# New Speed Racer mockup pics...



## lenny (Feb 29, 2000)

<<eom>>


----------



## SCJ (Jul 15, 1999)

Looking good.........

---------------------------
www.SlotCarJohnnies.com


----------



## car guy (Nov 22, 2003)

Gonna have to find a Chim Chim figure now, lookin' good.


----------



## Captain Fred (Feb 19, 2000)

Very nice! :thumbsup:


----------



## rodstrguy (Feb 14, 2002)

Dan, Looking great, but where is the GRX? Can't wait to see painted cars and be able to get them...


----------



## JordanZ870 (Nov 25, 2004)

*drool* I am impressed!
Lenny, thank you for taking this project on.
I need to own that one too!


----------



## jack0fall (Sep 8, 2004)

:thumbsup: Berry Berry Nice :thumbsup:

Can't wait to hear when this is going to be available...

Jeff


----------



## SCJ (Jul 15, 1999)

rodstrguy said:


> Dan, Looking great, but where is the GRX? Can't wait to see painted cars and be able to get them...


 
Take a close look...isn't the second pic the GRX?

--------------------------
www.SlotCarJohnnies.com


----------



## lenny (Feb 29, 2000)

<eom>


----------



## lenny (Feb 29, 2000)

jack0fall said:


> :thumbsup: Berry Berry Nice :thumbsup:
> 
> Can't wait to hear when this is going to be available...
> 
> Jeff


 Hopefully these will be in my hands shortly after Thanksgiving...


----------



## dlw (Aug 17, 1999)

Nice effort Lenny.
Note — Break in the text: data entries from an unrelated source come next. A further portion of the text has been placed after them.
PR #392, opened 2026-09-06
Sweep SparkleFeedCatalog's addresses on the same schedule as the recipes

### LINKED ISSUE #324: duo verify does not sweep SparkleFeedCatalog, and that table can now be wrong
`duo verify` sweeps three registries — `Registry` in `CLI/Sources/DuoKit/Finding.swift:7` is `vendor`, `github`, `changelog`. `SparkleFeedCatalog` is in none of them, so no scheduled check ever fetches the addresses it hands out.

That was fine while the table could only *fill a blank*. #323 changed its risk shape: `supersededFeeds` lets it **assert an address against one the bundle explicitly states**. The half that can now be wrong is the half nothing watches.

## What goes unnoticed today

For `com.readdle.pdfexpert-mac` → `downloads.pdfexpert.com/pem3/release/appcast.xml`:

- **the live feed dies or moves** — every PDF Expert install silently stops seeing updates. Same failure the entry was added to fix, one address further along.
- **the vendor edits `SUFeedURL`** — the entry correctly stops applying (it matches on the dead address, by design), but nothing tells us the entry is now dead weight. It just sits there matching nothing.
- **the item shape changes** so `usableItems` filters everything — `SparkleAppcastSource` logs an `.info` line and returns nil, and `.info` for a third-party subsystem is not persisted.

None of these produce a miss anywhere a person looks. The original bug took an unknown number of years to notice for exactly this reason: the dead feed answered 200 and parsed fine.

## Sketch

A fourth `Registry` case, whose unit is one catalog entry:

- fetch the feed, parse it, assert ≥1 item survives `usableItems` on a current OS, and record the newest version the way the other sweeps record `version` — that is what `Baseline.reconcile` needs to catch a regression.
- for a `supersededFeeds` entry, also assert the recorded `declared` address is **still the one the vendor ships**, and report it when it is not. That is the entry's own expiry condition and it is cheap to check: fetch nothing, just compare against the bundle if one is installed, or leave it to the "no longer matches anything" report.
- `recipeID` shape: the existing ones are `changelog:<bundleID>:<channel>`; `feed:<bundleID>` would fit. Note `Baseline.prune(keeping:)` is keyed on the registries, so the new ids have to be added to the `live` set in `Verify.run` or every sweep will drop them again.

Two entries today (`net.imput.helium`, `com.readdle.pdfexpert-mac`), so this is ~2 requests, not a meaningful cost to the nightly run.

## Related, separable

`sweepChangelog` records only `newest.version`, never an entry count. The PDF Expert changelog recipe's realistic failure mode is not zero entries — a lost terminator yields **one** correctly-versioned entry carrying the whole page, which sweeps green. An entry count in `Finding` (and a baseline comparison on it) would catch that class. Worth its own issue if this one gets split.

jizhi0v0:
Closes #324.

`duo verify` swept four registries; `SparkleFeedCatalog` was in none of them, so no scheduled check had ever fetched the addresses it hands out. #323 changed that table's risk shape — `supersededFeeds` lets it assert an address *against* one the bundle explicitly states — and the half that can now be wrong was the half nothing watched.

Every way it fails is quiet. `SparkleAppcastSource` answers a dead, moved, or reshaped feed with nil, and every caller renders nil as "up to date". That is the same silence the PDF Expert entry was added to escape, one address further along.

## What lands

A fifth registry, `--feed`, one finding per catalog entry, keyed `feed:<bundleID>`. Two entries today: two requests for the superseding one (it reads both addresses), one for the fill-in.

**Core** — `SparkleAppcastSource.readFeed` is the production fetch with no installed copy behind it. `usableItems` needs an app to decide which channels are allowed, and a runner with nothing in `/Applications` has none, so it asks the question the catalog's promise is actually about: what would a *fresh default-channel install* see today? The request moves into `feedRequest`, shared with `latestVersion` — a hand-rolled copy that lost `versionFeedCachePolicy` would be a sweep reporting on a request the app never makes.

**CLI** — `FeedVerify.swift`, split network half / pure `classifyFeed`, the same split `AppStoreVerify` uses. In order:

| check | verdict | why it matters |
|---|---|---|
| the address answered | `infra` | a bad minute is not a dead feed; `Baseline.isInfraReportable`'s week-long window decides |
| the body carried items | `broken` | a CDN error page parses to zero items and 200s |
| ≥1 item survives the filters | `broken` | **the silent one** — this is exactly what `latestVersion` turns into "up to date" |
| the head item names a marketing version | `warn` | it is what the baseline records, and the only field this source may compare against a bundle's own |
| its enclosure resolved | `warn` | detection survives, installing does not — same call as `installURLUnresolved` |
| *(superseded only)* the dead address is still behind | `warn` | the entry's own expiry condition |

That last one is the part the issue left open. It sketched comparing against an installed bundle, which neither entry has here and CI never will. Fetching the address we redirect *away from* answers the same question for one request and answers it everywhere.

Never downloads an enclosure — shape only. Whether the artifact is still served is a separate question with a separate cost; `installURLNotFound` is the precedent if it is ever worth the request.

## Measured

Live, today:

```
Sparkle feed  ✓ 2  ⚠ 0  ✗ 0  ~ 0  - 0
feed:com.readdle.pdfexpert-mac  3.13.2  (5 items, 1 usable — the other 4 cap at macOS 11.999)
feed:net.imput.helium           0.16.5.1 (10 items, 9 usable — 1 is beta-tagged)
```

PDF Expert's live feed has **one** usable item on a current Mac. Its margin over "everything filtered, reads as up to date" is that single entry, which is a good argument for the check existing.

Negative controls against the same live endpoints — swap the superseded entry's two addresses, point the fill-in at an HTML page:

```
⚠ supersededAddressIsNoLongerBehind — … (…/pem3/release/appcast.xml at 3.13.2 (1172), live 2.5.22 (764))
✗ feedParsedToZeroItems — the address answered, with a body carrying no appcast items at all (38824 bytes).
```

`make test` green (`MAKE_TEST_RC=0`). 12 new CLI cases, 11 mutations applied and run: all compile, all go red, each hits the case it was written for. `everyCatalogEntryIsSwept` pins the derivation — dropping the superseded half from `verificationCases` fails four expectations.

## Left out, on purpose

The issue's "related, separable" half — `sweepChangelog` recording no entry count, so a lost terminator yields one correctly-versioned entry carrying the whole page and sweeps green. Different registry, different field, worth its own issue.

### DIFF
--- a/CLI/Sources/DuoKit/FeedVerify.swift
+++ b/CLI/Sources/DuoKit/FeedVerify.swift
@@ -36,9 +36,10 @@ extension Verify {
         let source = SparkleAppcastSource()
 
         // Sequential with the same inter-request delay every other sweep uses.
-        // Today's entries sit on a host each, so the delay buys nothing — but a
-        // table this small has no parallelism worth having either, and the two
-        // halves of a superseding entry are on one host by construction.
+        // Today's entries sit on a host each, so the delay buys nothing between
+        // them — but a table this small has no parallelism worth having either,
+        // and a superseding entry's two reads go to the same host back to back,
+        // which is the pair the delay is actually for.
         var findings: [Finding] = []
         for (index, entry) in cases.enumerated() {
             if index > 0 {
@@ -47,15 +48,16 @@ extension Verify {
             }
             // Requests, not probes: a retried entry has cost the endpoint every
             // one of them, and `Finding.attempts` is documented as the number
-            // that cannot understate what the sweep spent.
-            let perProbe = entry.declared == nil ? 1 : 2
+            // that cannot understate what the sweep spent. Carried forward from
+            // each probe rather than multiplied out, because a probe that gave
+            // up after an unreachable live read spent one request, not two.
             var attempt = 0
             var finding = await probe(entry, source: source, requestsAlready: 0)
             while attempt < options.infraRetries, finding.status == .infra {
                 attempt += 1
                 try? await Task.sleep(for: .seconds(attempt))
                 finding = await probe(
-                    entry, source: source, requestsAlready: attempt * perProbe)
+                    entry, source: source, requestsAlready: finding.attempts)
             }
             findings.append(finding)
         }
@@ -75,9 +77,16 @@ extension Verify {
         // what makes the entry's own expiry condition mechanical rather than a
         // note in a comment: it is only justified for as long as the address it
         // overrides is genuinely behind.
+        //
+        // Skipped when the live read already failed: `classifyFeed` returns from
+        // its `.unreachable` branch without ever looking at this one, and the
+        // retry loop above would otherwise spend three extra requests on a host
+        // that is down — the one moment it should be asking for less, not more.
         var declared: FeedObservation.Fetch?
-        if let deadAddress = entry.declared {
+        var requestsSpent = 1
+        if let deadAddress = entry.declared, case .read = live {
             declared = await read(deadAddress, bundleID: entry.bundleID, source: source)
+            requestsSpent += 1
         }
 
         let verdict = classifyFeed(entry, FeedObservation(live: live, declared: declared))
@@ -85,10 +94,11 @@ extension Verify {
             recipeID: entry.recipeID, registry: .feed, bundleID: entry.bundleID,
             channel: entry.kind.rawValue, status: verdict.status, version: verdict.version,
             // The LIVE address's host: it is the one an app is pointed at, and
-            // the one a nightly triage should route by. A superseding entry's
-            // dead address is named in the warning that complains about it.
+            // the one a nightly triage should route by. The dead address is
+            // named in full inside the warning that complains about it, which
+            // is what a reader needs when the two share a host.
             warnings: verdict.warnings, endpointHost: entry.feed.host ?? "-",
-            attempts: requestsAlready + (entry.declared == nil ? 1 : 2),
+            attempts: requestsAlready + requestsSpent,
             elapsedMs: Int(Date().timeIntervalSince(started) * 1000))
     }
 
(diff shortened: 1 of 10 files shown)


jizhi0v0:
`/code-review 392 high` — 4 findings, all mine, all fixed in 3309290.

1. **`FeedVerify.swift` — a dead address offering nothing was a complaint.** `VersionComparator.isNewer` fails closed, so an empty `deadSide` answered "not behind". A superseding entry whose dead address had stopped offering anything usable — a retired path answering with a landing page, or the vendor capping its last uncapped build the way that feed already caps three of four — would have warned every night and opened an issue against the one entry behaving perfectly. That state is the entry's justification at its *strongest*. Two non-empty sides that cannot be ranked still complain, which is what the fail-closed reading was actually for.

2. **`SparkleFeedProbe.swift` — `usableCount` moved with the host.** `usableItems` defaults `hostArch`/`allowingIntelTranslation` to the running Mac, and Rosetta is absent here and present on a GitHub runner, so the same feed could read `broken` on one machine and `ok` on another while `Baseline` keyed the streak on the recipe id alone. Pinned to arm64 (a product decision, `App/project.yml`) with translation allowed: the question is whether the *address* can serve a supported install, not what one Mac can run. `osVersion` is now the only host fact left in the answer, and it is reported.

3. **`FeedVerifyClassificationTests.swift` — the enclosure case fixtured a state the sweep cannot produce.** The parser resolves every enclosure against the feed's own address, so Helium's relative `assets/….dmg` arrives absolute. A base-less relative URL was a fixture wider than production, and it left the branch that *can* fire — a non-http scheme — untested. Rewritten around `ftp://`, with the resolution it used to claim to cover pointed at where it is actually pinned.

4. **`FeedVerify.swift` — the dead address was fetched even when the live read had failed.** `classifyFeed` returns from `.unreachable` without looking at it, so an outage on a superseding entry's host cost six requests where three carry the same information. Measured after the fix: an unresolvable live address reports `attempts=3`.

Two unenforced invariants I had written as "by construction" (both halves of an entry on one host) were softened to what is actually true.

Mutations re-run on the changed logic — dropping the empty-side guard, reading the fail-closed `false` as fine, dropping the scheme check — each goes red on the case written for it. `make test` green (`MAKE_TEST_RC=0`), live sweep still `✓ 2`.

But it looks a liitle too big in contrast with the wheels.


----------



## lenny (Feb 29, 2000)

dlw said:


> ...it looks a liitle too big in contrast with the wheels.


I'm sure they'll be fine. These are photos from the factory. When I get these in my hands, I'll look at the overall size, how high they ride, etc and they 'll adjust them accordingly. They did an awesome job of implementing the changes noted on the first mockups. 

Dan


----------



## buzzinhornet (Jan 20, 2000)

lenny said:


> I'm sure they'll be fine. These are photos from the factory. When I get these in my hands, I'll look at the overall size, how high they ride, etc and they 'll adjust them accordingly. They did an awesome job of implementing the changes noted on the first mockups.
> 
> Dan


They're looking great Dan! 

I agree w/ dlw tho'. Try and keep 'em as low on the chassis as possible.  

GP


----------



## fordcowboy (Dec 27, 1999)

good job man!!!! I buy some.


----------



## noddaz (Aug 6, 1999)

looks great Dan!
I will have to put these on the "must have" list.
Scott


----------



## 1976Cordoba (Sep 20, 2000)

lenny said:


> We're getting closer to production tooling. Take a look at these babies!!


 Neat stuff.

Speed Racer isn't really my thing but you're a local guy so I can support this :thumbsup:

'Doba


----------



## hefer (Sep 18, 1999)

I'll get some of these to go with my JL MOPARS. If I HAD any JL MOPARS!!!


----------



## Omega (Jan 14, 2000)

Dan,

They are looking great. Thank you again. I know I will be buying a least 2 of each. How are the other cars you had in the works comming?

Dave


----------



## AfxToo (Aug 29, 2003)

Wow, those cars are looking great. I can't wait to place my order.


----------



## stlouisracer (Jul 8, 2005)

I have diecast versions of the Mach 5, Shooting Star, GRX, and the red #5 car from the Speed Racer Series. I think they were made by PM/JL, but do not know for sure. I have them converted to tjets, and they all run like hogs since they are so heavy. Let me know if you want to see a photo. These test shot photos look better detailed than the diecast cars I have.


----------



## lenny (Feb 29, 2000)

stlouisracer said:


> I have diecast versions of the Mach 5, Shooting Star, GRX, and the red #5 car from the Speed Racer Series. I think they were made by PM/JL, but do not know for sure. I have them converted to tjets, and they all run like hogs since they are so heavy. Let me know if you want to see a photo. These test shot photos look better detailed than the diecast cars I have.


<<eom>>


----------



## JJ2112 (Mar 12, 2003)

Very very cool.... they'll be on my wish list for sure.


----------



## lenny (Feb 29, 2000)

*More cool stuff coming in the next year...*

<<eom>>


----------



## jack0fall (Sep 8, 2004)

:roll: Way to go Lenny.... Can't wait to see some (at least one of each) of them in my box. :thumbsup:


Jeff


----------



## lenny (Feb 29, 2000)

*Future T-Jet bodies...*

<<eom>>


----------



## micyou03 (Apr 8, 2003)

I've certainly picked a bad time to switch to 1/43rd scale.


----------



## lenny (Feb 29, 2000)

micyou03 said:


> I've certainly picked a bad time to switch to 1/43rd scale.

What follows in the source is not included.